# [Record set]
^^^^^^^^^^^^^^^^

PR #633, opened 2023-09-03
Refactor: allow usage in browser

### LINKED ISSUE #491: [feat req] Use in browser via webpack, browserify
Hello,
It would be nice if flying-squid would be webpackable to use completely client-side.
What currently limits flying-squid from being webpacked, and can these limitations be ignored to create a simple server?

zardoy:
Depends on https://github.com/PrismarineJS/node-minecraft-protocol/pull/1254

fixes #491

Usage:

Both esbuild and webpack needs Node.js modules polyfilling.
- esbuild: needs custom plugin like [this one](https://github.com/zardoy/prismarine-web-client/blob/77de78a92b4d52b1b039fb2ee9fb47a761da1865/scripts/esbuildPlugins.mjs#L157-L184)
- webpack: needs `module: { parser: { javascript: { commonjsMagicComments: true } } }`

First of all, I'm really sorry for the delay, I wish I could do it early.

Anyway, right now I decided to squash all changes [from here](https://github.com/PrismarineJS/flying-squid/compare/master...zardoy:space-squid:master) into one commit.

Will try to provide a brief overview of the changes I made here in comments.

- Refactored plugin loading so its compatible with webpack (at least I tested the first version of it) and esbuild that I use currently.

- I did initially a huge refactor by adding types, but I reverted them so its easier to review. Anyway, feel free to ask any questions


package.json
```diff
@@ -21,7 +19,11 @@
     "test": "npm run mocha_test",
     "pretest": "npm run lint"
   },
-  "keywords": [],
+  "keywords": [
```
zardoy, line 22: FYI just added some keywords (why not)

src/index.js
```diff
@@ -38,23 +38,23 @@ function createMCServer (options) {
 
 class MCServer extends EventEmitter {
   constructor () {
+    plugins.initPlugins()
     super()
     this._server = null
   }
 
   connect (options) {
+    this.options = options
```
zardoy, line 47: Not sure why it wasn't exposed before, but I need to change options later (that are used in plugins).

^^^^^^^^^^^^^^^^

# [Action item]
Only one stretch of the data above is needed. Restate it word for word, from the line containing "Refactor: allow usage in browser" through the line containing "First of all, I'm", both ends included.

# [Task solution]
Refactor: allow usage in browser

### LINKED ISSUE #491: [feat req] Use in browser via webpack, browserify
Hello,
It would be nice if flying-squid would be webpackable to use completely client-side.
What currently limits flying-squid from being webpacked, and can these limitations be ignored to create a simple server?

zardoy:
Depends on https://github.com/PrismarineJS/node-minecraft-protocol/pull/1254

fixes #491

Usage:

Both esbuild and webpack needs Node.js modules polyfilling.
- esbuild: needs custom plugin like [this one](https://github.com/zardoy/prismarine-web-client/blob/77de78a92b4d52b1b039fb2ee9fb47a761da1865/scripts/esbuildPlugins.mjs#L157-L184)
- webpack: needs `module: { parser: { javascript: { commonjsMagicComments: true } } }`

First of all, I'm really sorry for the delay, I wish I could do it early.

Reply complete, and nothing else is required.